What is causing global forces to outweigh the domestic signals for natural gas prices?
If you still buy into the old trader’s tale of “buy natural gas in the fall and spring when it is cheaper” it’s likely that your energy purchasing strategies are as unlucky as your March Madness bracket. Last fall we saw one of the largest natural gas rallies in recent history as European and Asian storage levels were depleted and international LNG prices reached record highs. Now, at the beginning of spring, when natural gas withdrawals from storage are starting to dwindle and the country normally shifts to producing more natural gas than it consumes, we are again looking at another significant market rally, with April’s NYMEX contract settling at the highest price for any April delivery since 2008.
While it is true that in the spring domestic demand for natural gas decreases as the need for space heating decreases, it is often the unforeseen changes in the market that shock the system more than predictable seasonal changes. This spring is no exception and last Thursday’s events serve as a great example.
With temperatures starting to rise across the country, the amount of natural gas withdrawn from storage each week typically declines. Every Thursday, the Energy Information Agency (EIA) releases a report showing the weekly net change in the amount of natural gas in storage. Most market analysts expected that last Thursday’s storage report would show a net weekly withdrawal of about 60 billion cubic feet (Bcf) from storage. Instead, the total weekly withdrawal was 51 Bcf, which was significantly lower than expectations. On the face of it, this sounds like bearish news, meaning that this information should drive market prices down. Instead, that news was heavily trumped by news coming from Europe amid the conflict in Ukraine and the energy crisis it is creating.

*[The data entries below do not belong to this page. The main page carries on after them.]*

PR #900, opened 2025-07-17
Add Image Selector in SwarmInputImage

Odls:
Add Image Selector in SwarmInputImage, just like the original LoadImage node.
It works in all three tabs: ComfyUI, Generate, and Simple

SwarmInputImageImageSelector

### DIFF
--- a/src/BuiltinExtensions/ComfyUIBackend/ExtraNodes/SwarmComfyCommon/SwarmInputNodes.py
+++ b/src/BuiltinExtensions/ComfyUIBackend/ExtraNodes/SwarmComfyCommon/SwarmInputNodes.py
@@ -1,6 +1,7 @@
 from . import SwarmLoadImageB64
 import folder_paths
-from nodes import CheckpointLoaderSimple
+from nodes import CheckpointLoaderSimple, LoadImage
+import os
 
 INT_MAX = 0xffffffffffffffff
 INT_MIN = -INT_MAX
@@ -187,15 +188,21 @@ class SwarmInputBoolean:
         return (value, )
 
 
-class SwarmInputImage:
+class SwarmInputImage(LoadImage):
     @classmethod
     def INPUT_TYPES(s):
+        input_dir = folder_paths.get_input_directory()
+        files = [f for f in os.listdir(input_dir) if os.path.isfile(os.path.join(input_dir, f))]
+        files = folder_paths.filter_files_content_types(files, ["image"])
         return {
             "required": {
-                "title": ("STRING", {"default": "My Image", "tooltip": "The name of the input."}),
-                "value": ("STRING", {"default": "(Do Not Set Me)", "multiline": True, "tooltip": "Always leave this blank, the SwarmUI server will fill it for you."}),
+                "title": ("STRING", {"default": "My Image", "tooltip": "The name of the input."}),                
+                "image": (sorted(files), {"image_upload": True}),
                 "auto_resize": ("BOOLEAN", {"default": True, "tooltip": "If true, the image will be resized to match the current generation resolution. If false, the image will be kept at whatever size the user input it at."}),
             } | STANDARD_REQ_INPUTS,
+            "hidden":{
+                "value": ("STRING", {"default": "(Do Not Set Me)", "multiline": True, "tooltip": "Always leave this blank, the SwarmUI server will fill it for you."}),
+            },
         } | STANDARD_OTHER_INPUTS
 
     CATEGORY = "SwarmUI/inputs"
@@ -203,8 +210,11 @@ class SwarmInputImage:
     FUNCTION = "do_input"
     DESCRIPTION = "SwarmInput nodes let you define custom input controls in Swarm-Comfy Workflows. Image lets you input an image. Internally this node uses a Base64 string as input, so may not be the most friendly to use on the Comfy Workflow tab, but is very convenient to use on the Generate tab."
 
-    def do_input(self, value, **kwargs):
-        return SwarmLoadImageB64.b64_to_img_and_mask(value)
+    def do_input(self, image, value=None, **kwargs):
+        if (not value) or (value=="") or (value=="(Do Not Set Me)"):
+            return self.load_image(image)
+        else:
+            return SwarmLoadImageB64.b64_to_img_and_mask(value)
 
 
 NODE_CLASS_MAPPINGS = {
--- a/src/BuiltinExtensions/ComfyUIBackend/ExtraNodes/SwarmComfyCommon/SwarmInputNodes.py
+++ b/src/BuiltinExtensions/ComfyUIBackend/ExtraNodes/SwarmComfyCommon/SwarmInputNodes.py
@@ -1,7 +1,12 @@
 from . import SwarmLoadImageB64
 import folder_paths
-from nodes import CheckpointLoaderSimple, LoadImage
+from nodes import CheckpointLoaderSimple
 import os
+
+import node_helpers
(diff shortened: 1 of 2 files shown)


mcmonkey4eva:
This is not a terrible concept, but creates a lot of edge case issues and some misleading implications about how the node is intended to function.

OdlsCheng:
Hi @mcmonkey4eva 
I'm trying to migrate our team from ComfyUI to SwarmUI.

The Comfy Tab and Simple Tab seem suited for different users.
My expectation is: a few super users who are familiar with workflows will edit in the Comfy Tab, while most general users will use the Simple Tab to generate images.
This seems to be the intended usage pattern after SwarmUI's design evolution—and I really like this aspect.

However, for existing ComfyUI users, they’re used to executing the workflow directly, monitoring each step, and interrupting the process mid-run to make changes if the output isn't as expected.
Currently, it seems like SwarmInputImage must be use "Use This Workflow in Generate Tab" to input an image.
Does this mean we can't observe the execution process within the ComfyUI Tab?
Or did I miss something?

As someone designing workflows, I want to experiment and iterate quickly. What’s the best way to do this in SwarmUI?
Also, if I continue using this version with the Image Selector in my personal copy, what kinds of potential edge case issues might arise that I’m not aware of?

mcmonkey4eva:
`Also, if I continue using this version with the Image Selector in my personal copy, what kinds of potential edge case issues might arise that I’m not aware of?`
You prooobably wouldn't necessarily.

But... PRing something to the core of the project isn't just about your personal usage.

For example, right off the bat: This PR reordered the inputs list. That means any presaved workflows with the old version of the node will have bad values when you load it back up.
There's also a subclass to LoadImage, instead of simply calling out to it separately - that needs careful testing for side effects.

If you want to push to get this actually pulled in:
- Put value back where it was (workflow compat)
- Put 'image' on the very very bottom (workflow compat)
- Use `image=None` in the func params (api call compat)
- Clean the formatting. eg line 199 you have stray spaces, line 214 your if syntax is wonky
- Make sure you've pushed the minimum-most change possible. Is that subclassing of LoadImage strictly necessary? If not, don't do it.
- Test very very carefully

OdlsCheng:
Although the default value string is  “(Do Not Set Me)”, it doesn’t actually prevent users from modifying it manually.
If both the value field and the image selector are visible at the same time, this introduces two separate input paths, which makes unintended inputs highly likely.

Initially, I considered creating my own InputImage node in custom_nodes, but I quickly realized that in order to support input from new nodes in the Simple Tab, I would still need to modify comfy_workflow_editor_helper.js.
Since that meant I’d be changing the main repository either way, I decided at the time to modify SwarmInputImage directly instead.

Looking back, if we want to preserve compatibility with existing workflows, introducing a new SwarmInputImageWithSelector node might be the lowest-risk solution.
In my initial tests, it works fine across ComfyUI, Generate Tab, and Simple Tab.

image

Would this be considered an acceptable approach?
Aside from comfy_workflow_editor_helper.js, are there other files or components I should adjust to ensure everything integrates cleanly?

mcmonkey4eva:
`If both the value field and the image selector are visible at the same time, this introduces two separate input paths, which makes unintended inputs highly likely.`
The default value being `(Do Not Set Me)` covers this more or less well enough.
If anyone mistakenly sets it... well, there's a million other things you can mix up if you're editing raw comfy workflows, you're kinda just obligated to pay more attention on that tab.

OdlsCheng:
Before my last comment, I had already submitted a version with SwarmInputImageWithSelector.
If you would prefer to keep the changes within the original SwarmInputImage, I can adjust it.

src/BuiltinExtensions/ComfyUIBackend/ExtraNodes/SwarmComfyCommon/SwarmInputNodes.py
```diff
@@ -186,25 +192,82 @@ def INPUT_TYPES(s):
     def do_input(self, value, **kwargs):
         return (value, )
 
+def load_image(image):
```
mcmonkey4eva: don't need the entire loadimage func here, just _call_ the standard func from inside comfy source (don't subclass just call the func)

src/BuiltinExtensions/ComfyUIBackend/ExtraNodes/SwarmComfyCommon/SwarmInputNodes.py
```diff
@@ -186,25 +192,82 @@ def INPUT_TYPES(s):
...
             "required": {
                 "title": ("STRING", {"default": "My Image", "tooltip": "The name of the input."}),
-                "value": ("STRING", {"default": "(Do Not Set Me)", "multiline": True, "tooltip": "Always leave this blank, the SwarmUI server will fill it for you."}),
+                "value": ("STRING", {"default": s.DEFAULT_VALUE_TEXT, "multiline": True, "tooltip": "Always leave this blank, the SwarmUI server will fill it for you."}),
                 "auto_resize": ("BOOLEAN", {"default": True, "tooltip": "If true, the image will be resized to match the current generation resolution. If false, the image will be kept at whatever size the user input it at."}),
-            } | STANDARD_REQ_INPUTS,
+            } |
+            STANDARD_REQ_INPUTS |
+            {
+                "image": (sorted(files), {"image_upload": True}),
```
mcmonkey4eva, line 203: this should be under optional I think - the node is meant to work without an input to this

OdlsCheng:
> this should be under optional I think - the node is meant to work without an input to this

You're right — the `image` input should indeed be optional.

> don't need the entire loadimage func here, just _call_ the standard func from inside comfy source (don't subclass just call the func)

I have initially looked into it, but couldn't find a suitable static method for loading images.
The `load_image(self, image)` function in `LoadImage` is an instance method.

Currently, `self` isn’t used in that method, so calling it with `LoadImage.load_image(None, image)` might work.
However, since it's an instance method, passing `None` as `self` feels unsafe — there's no guarantee that `LoadImage` won't start using `self` internally in the future.

While duplicating `load_image` is admittedly a bit ugly, I concluded it's the safer option: it avoids breaking if `LoadImage.load_image()` is changed in future ComfyUI updates.

mcmonkey4eva:
You just `LoadImage().load_image(...)`

OdlsCheng:
> You just LoadImage().load_image(...)

Cool! I’m a C# developer, so I never considered using object instances in this one-off way.
If that’s a conventional and reasonable approach in Python, then it actually looks like a good solution.

> this should be under optional I think - the node is meant to work without an input to this

After making `image` optional, I noticed that the UI no longer displays the image upload field.
After some digging, I finally tracked down the source of that behavior—it’s not even in the ComfyUI repository, but rather in ComfyUI_frontend

In [uploadImage.ts](https://github.com/Comfy-Org/ComfyUI_frontend/blob/4b75528c39351abd1e14bcce9d7708b45acbb352/src/extensions/core/uploadImage.ts):
```ts
const found = Object.entries(required).find(([_, input]) => isMediaUploadComboInput(input))
if (found) {
  const [inputName, inputSpec] = found
  required.upload = createUploadInput(inputName, inputSpec)
}
```
The frontend only looks for `"image_upload"` inputs inside `Object.entries(required)` to show the `UploadInput`.

To work around this, I might need to implement a corresponding JS extension for `SwarmInputImage`.
I'm less familiar with JS than with Python, so it may take me some time to explore this.
If anyone has suggestions or guidance, I would greatly appreciate it!

mcmonkey4eva:
That's... unfortunate, but okay in that case leave it in required and we'll just have to make sure that's handled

Also on Thursday morning, it was reported that President Biden wanted the US to work with its international partners to make available 15 billion cubic meters (Bcm) of additional LNG to the EU in 2022, and an additional 50 Bcm (1,765 Bcf, or 4.8 Bcf/day) of additional US LNG for the EU by 2030. To put that amount of gas into perspective, the EU imports around 150 Bcm of natural gas from Russia annually. Today, the total US LNG export capacity is only about 135 Bcm. 50 Bcm is about 5% of the total current annual US production of natural gas, which is not insignificant. This bullish news obviously eclipsed the extra 9 Bcf of gas “found” in the forecast miss for the weekly storage report.
And while the US does not have much additional capacity to liquify more natural gas, the tide on regulatory approval for natural gas pipeline and LNG terminal projects seems to be turning quickly. Last month, the Federal Energy Regulatory Commission (FERC) released an update to a policy statement that, in short, would make pipeline and LNG projects more responsible for both upstream and downstream GHG emissions. On Friday, the FERC basically reversed its course and declared that those updates were not applicable to pending or filed projects and are seeking comments on the matter. This, along with a statement from the White House that the US, “commits to maintaining an enabling regulatory environment with procedures to review and expeditiously act upon applications to permit any additional export LNG capacities that would be needed to meet this emergency energy security objective.1” This statement gives the market the signal that the US government is about to open the tap on natural gas exports as quickly as possible.
Everyone knows that political statements, especially during times of war and crises, can be said for many reasons and with a variety of motivations. And just because the White House made this claim, does not mean that it will come to fruition exactly as stated. But traders still love to say “buy the rumor and sell the fact,” meaning that markets get bid up on news like this, and sell off only when the news becomes reality.
The balance of 2022 (Apr-Dec) is currently trading above $5.60/MMBtu as shown in Figure 1. This is a 60-month high, along with calendar years 2023 through 2030. And while this might be deemed as scary times in the natural gas market, the price curve is still backwardated through 2025, with 2024 through 2027 still trading below $3.75 for now but trending upward.
Figure 1: Calendar Year Natural Gas Trading Range from 5
We understand that it is a difficult decision to purchase a commodity when it is at its peak, but a backwardated market is not always guaranteed and generally rare in the energy markets. Clients with short-term open positions in this market are likely to be faced with some difficult purchasing decisions soon as this bull market will adversely affect energy budgets.
If clients still have open positions in some of these middle to outer years, we highly recommend you begin revising your stopping points, both for upside and downside market movements, and avoid the higher volatility in the first 18 to 24 months of the forward curve.